The result of the third step will be something as the following figure. The people in the foreground are extracted as different layers and spaced in the 3d space as flat objects, with the background place at the far-end of the field of view.

## State of the Art

We have carefully studied this topic. There are not many research projects on this topic. The closest topic we have found is a paper called “A generative model for 2.5D vision: Estimating appearance, transformation, illumination, transparency and occlusion” by Jojic and Frey. We found a lot of material that talks about linear perspective and aerial perspective in paintings that may help our project. Wikipedia has a useful article on 3D Reconstruction . It discuesses several different ways of reconstructing a 3D scene from a 2D image which may be of use. Wikipedia also includes reconstructing a scene using distortions to calculate the perspective of the image. This is very similar to the approach that we discussed together. Since projecting a 3D point onto a 2D plane is a nonreversable process, we need some notion of size or at least ratios. We will not be able to give accurate readings in terms of distance but it is very possible to output normalized coordinates.
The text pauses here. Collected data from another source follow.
PR #882, opened 2026-09-04
Add camera/filter-wheel model fields, fix nullable module_name bug

thusser:
## Summary
- `CameraCapability` gains `model` (e.g. "FLI ProLine PL23042") and `sensor_type` (e.g. "e2v CCD230-42, back-illuminated CCD"); `FilterWheelCapability` gains `model` (e.g. "FLI CFW-2-7"). Pure reference data, no behavior change.
- `FilterWheelCapability.module_name`: nullable → required. It was documented as "for a wheel with no addressable module of its own", but `InstrumentCapabilities.__init__` only ever indexes non-null module names — a null row was **silently unreachable** by any script/scheduler lookup. The "integrated into the camera" case it was meant for is correctly handled by entering the *camera's* own module_name instead, not leaving it blank.
- Every model in `pyobs/robotic/instruments.py` now inherits a new `_ForwardCompatibleModel` base (`extra="ignore"` instead of `BaseModel`'s `extra="forbid"`). Discovered live: adding the two fields above to pyobs-portal immediately broke a running `mastermind` still on an older pyobs-core release — it degraded gracefully (kept serving the last-good cache, per existing design) but logged a parse error on every poll until upgraded. Scoped narrowly to this module (portal-controlled data, not user-authored config) — `extra="forbid"` stays the right default everywhere else in pyobs.

## Why
Surfaced while filling in MONET-South's real instrument capability data (`monet/pyobs-monet#3`) through the portal admin — wanted to record the actual camera/sensor model, hit the nullable-module_name bug while discussing why filter wheels have a `name` field and cameras don't, and hit the forward-compat gap the moment the new fields landed on a live portal.

Companion PR on the portal side: pyobs-portal side (same title).

## Test plan
- [x] `pytest tests/robotic/` — 504 passed
- [x] Rewrote `test_instrument_capabilities_poll_keeps_last_good_on_unparseable_payload` (tested the old `extra="forbid"` behavior directly) into `test_instrument_capabilities_poll_tolerates_unrecognized_fields`, verifying the new degrade-gracefully-and-still-update behavior

### DIFF
--- a/pyobs/robotic/instruments.py
+++ b/pyobs/robotic/instruments.py
@@ -10,12 +10,29 @@ from __future__ import annotations
 
 from typing import Any
 
-from pydantic import Field
+from pydantic import ConfigDict, Field
 
 from pyobs.utils.serialization import BaseModel
 
 
-class Filter(BaseModel):
+class _ForwardCompatibleModel(BaseModel):
+    """Base for the capability models below, relaxing `BaseModel`'s `extra="forbid"` to
+    `extra="ignore"`.
+
+    A running process (e.g. `mastermind`) can be on an older pyobs-core release than whatever
+    portal it polls -- the portal gaining a field (as it will over time; `model`/`sensor_type`
+    already did once) must not turn into a hard parse failure that starves it of every other
+    field in the response. `extra="forbid"` is a deliberate, useful default elsewhere in pyobs
+    (catching config typos, `2026-08-15-pydantic-extra-validation.md`) but wrong here: this
+    module only ever consumes portal-controlled data, not user-authored config, and the two
+    sides (portal, and every fleet site's own pyobs-core version) are never guaranteed to be on
+    the same release.
+    """
+
+    model_config = ConfigDict(extra="ignore")
+
+
+class Filter(_ForwardCompatibleModel):
     """A single filter position in a filter wheel."""
 
     name: str
@@ -23,7 +40,7 @@ class Filter(BaseModel):
     updated_at: str | None = None
 
 
-class BinningOption(BaseModel):
+class BinningOption(_ForwardCompatibleModel):
     """Readout time for one binning mode of a camera."""
 
     x: int
@@ -32,25 +49,31 @@ class BinningOption(BaseModel):
     updated_at: str | None = None
 
 
-class FilterWheelCapability(BaseModel):
-    """Planning-time capability data for one filter wheel.
+class FilterWheelCapability(_ForwardCompatibleModel):
+    """Planning-time capability data for one filter wheel, keyed by `module_name`.
 
-    `module_name` is nullable -- not every filter wheel is its own addressable module (some
-    cameras expose filter selection through the camera module itself), per pyobs-portal#142.
+    `module_name` is required, same as every other device here -- a wheel with filter selection
+    exposed through the camera's own module (no independent XMPP identity) should be entered with
+    the *camera's* module_name, not left blank. It used to be nullable (pyobs-portal#142) but a
+    blank value made the row permanently unreachable via `InstrumentCapabilities.filter_wheel()`,
+    which indexes by module_name -- there was no valid case for it in practice.
     """
 
     name: str = ""
-    module_name: str | None = None
+    module_name: str
+    model: str = ""
     filter_change_time_s: float | None = None
     updated_at: str | None = None
     filters: list[Filter] = Field(default_factory=list)
 
 
-class CameraCapability(BaseModel):
+class CameraCapability(_ForwardCompatibleModel):
     """Planning-time capability data for one camera, keyed by `module_name`."""
 
     module_name: str
     code: str
+    model: str = ""
+    sensor_type: str = ""
     pixel_size_um: float | None = None
     sensor_width_px: int | None = None
     sensor_height_px: int | None = None
@@ -79,7 +102,7 @@ class CameraCapability(BaseModel):
 DEFAULT_SLEW_DISTANCE_DEG = 90.0
 
 
-class TelescopeCapability(BaseModel):
+class TelescopeCapability(_ForwardCompatibleModel):
     """Planning-time capability data for one telescope, keyed by `module_name`."""
 
     module_name: str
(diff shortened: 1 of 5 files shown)


tests/robotic/storage/portal/test_portal_archives.py
```diff
@@ -996,21 +996,28 @@ async def test_instrument_capabilities_poll_keeps_last_good_on_download_failure(
...
-        AsyncMock(return_value=[{"some_unrecognized_future_field": 1}]),
+        AsyncMock(return_value=[{"display_name": "Fresh", "some_unrecognized_future_field": 1, "cameras": []}]),
     )
     await archive._poll_instrument_capabilities()
-    assert archive.get_instrument_capabilities() is good
-    assert archive._instrument_capabilities_marker == T1
+
+    capabilities = archive.get_instrument_capabilities()
+    assert capabilities is not stale
+    assert isinstance(capabilities, InstrumentCapabilities)
```
thusser, line 1018: This rewrite drops the only test that pinned the *parse-failure* branch: `ValidationError` out of `from_api_response` → keep last-good, marker NOT advanced. After this change an unrecognized field can no longer fail parsing, so the remaining reasons `from_api_response` raises are structural (missing required `module_name`/`code`, wrong type, a portal *rename* of a required field) — and the except-branch/marker behavior for exactly those is now only covered indirectly by the ConnectionError tests. Suggest a companion test feeding a structurally invalid payload (e.g. a camera missing required `module_name`/`code`) and asserting last-good is kept and the marker stays at T1 (so the next poll retries). That is the safety net for the next portal drift that *isn't* ignorable.

pyobs/robotic/instruments.py
```diff
@@ -32,25 +49,31 @@ class BinningOption(BaseModel):
...
+    `module_name` is required, same as every other device here -- a wheel with filter selection
+    exposed through the camera's own module (no independent XMPP identity) should be entered with
+    the *camera's* module_name, not left blank. It used to be nullable (pyobs-portal#142) but a
+    blank value made the row permanently unreachable via `InstrumentCapabilities.filter_wheel()`,
+    which indexes by module_name -- there was no valid case for it in practice.
     """
 
     name: str = ""
-    module_name: str | None = None
+    module_name: str
```
thusser: `module_name: str` makes the field required but still accepts `""` — pydantic here enforces not-None, not non-empty (verified: `FilterWheelCapability(name="x", module_name="")` parses fine and lands in the index under `""`). The portal side's `blank=False` stops new empty values and the #152 data check confirmed no NULL rows, but #142-era rows could hold `""` (`blank=True` allowed it), which the migration's NOT NULL change would not catch and which would be silently unreachable — the same dead-data bug in a new disguise. Cheap hardening: `Field(min_length=1)` here, and extend the portal data check to empty strings.

thusser (commented):
Review pass over pyobs-core#882 (mirrored portal change in pyobs-portal#152). Verified locally on this branch: `tests/robotic/test_instruments.py` + `tests/robotic/storage/portal/test_portal_archives.py` (82 passed), plus direct behavior probes — missing `module_name` now raises `ValidationError`, and unknown fields are tolerated at every nesting level (Instrument/Camera/FilterWheel/Filter/Telescope/Dome/Roof).

Overall this is well-scoped and the write-up is accurate: the §A.1 nullable-`module_name` row really was unreachable dead data (`InstrumentCapabilities.__init__` only indexes non-None), and `extra="ignore"` cleanly resolves the open question the 2026-09-01 duration-estimates plan explicitly flagged (§4 "extra='forbid' on the §A.1 models degrade-to-None conflict") — choosing option (b) with the reasoning captured in the `_ForwardCompatibleModel` docstring. Two non-blocking things worth addressing:

1. **Policy consistency** (no code change needed, but worth a sentence): `specs/plans/2026-08-15-pydantic-extra-validation.md` explicitly decided *self-hosted portal* payloads stay strict — "declare the missing fields, use `forbid` here too, no carve-out" — and the `Task`/`Project` models follow that convention today (`updated_at`, `public` were each added to the strict models in lockstep, with tests literally named `..._accepts_updated_at` / `..._accepts_public`). This PR is a deliberate carve-out for the same "portal ahead of core" scenario, and the justification in the docstring ("this module only ever consumes portal-controlled data, not user-authored config") applies equally to `Task`/`Project`, which also parse the same portal and also degrade-to-last-good on failure — the identical incident will recur the next time `/api/tasks/` or `/api/projects/` grows a field before the core mirror lands. I agree the carve-out is right for capabilities (open-ended reference-data field set vs. curated task/project payloads that get re-validated into config-like shapes), but the plan doc should say out loud that `Task`/`Project` are *not* covered and why, so the next field addition doesn't rediscover this the way the mastermind incident did.

2. **Two small robustness gaps**, commented inline: the parse-failure branch of the poll lost its only direct test, and `module_name: str` still accepts `""` (pydantic enforces not-None, not non-empty).

Minor: `test_instrument_tolerates_unknown_fields` only injects unknown fields at Instrument/Camera/Telescope level — the shared base makes uniform behavior likely, but a couple of extra levels (FilterWheel/Filter/Binning) would make the property explicit rather than implied.

thusser:
Addressed all points from the review:

1. **`module_name` empty-string gap** — `Field(min_length=1)` added, broadened to every capability model's `module_name` (not just `FilterWheelCapability`'s), since the same unreachable-row bug applies equally everywhere. New test: `test_module_name_min_length_applies_to_every_capability_model`.
2. **Lost structural-failure coverage** — added `test_instrument_capabilities_poll_keeps_last_good_on_structurally_invalid_payload` (a camera missing required `module_name`/`code` — real `ValidationError`, not something `extra="ignore"` touches — still degrades to last-good, marker not advanced).
3. **Task/Project policy consistency** — added an explicit paragraph to the plan doc's §3 stating Task/Project deliberately keep `extra="forbid"` per `2026-08-15-pydantic-extra-validation.md`, why the capability models are different (open-ended reference data vs. curated config-like payloads), and that the fix if this trade-off stops holding is "keep Task/Project in lockstep," not relax them too.
4. **Nested unknown-fields coverage** — extended `test_instrument_tolerates_unknown_fields` to cover Camera/Binning/FilterWheel/Filter/Telescope/Dome, not just the top three levels.
5. Added the deploy-ordering constraint (core first) explicitly to the plan doc as its own section.

507 tests pass, ruff/black/pyrefly clean.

To do so we need knowledge of the size ratios of a person, in particular, we need the typical size ratios of a person as drawn by Renaissance artists. To be able to use this information we must accuartely be able to determine what "blobs" of pixels represent a person. This article goes through several different techniques for detecting humans although sadly many rely on video data. The circular hough transform looks somewhat promising as it should allow us to detect the faces of humans. From there we may be able to infer if a person is closer of further depending on the size of the circles detected (or we may chose to go a step further and find the exact dimensions of the face).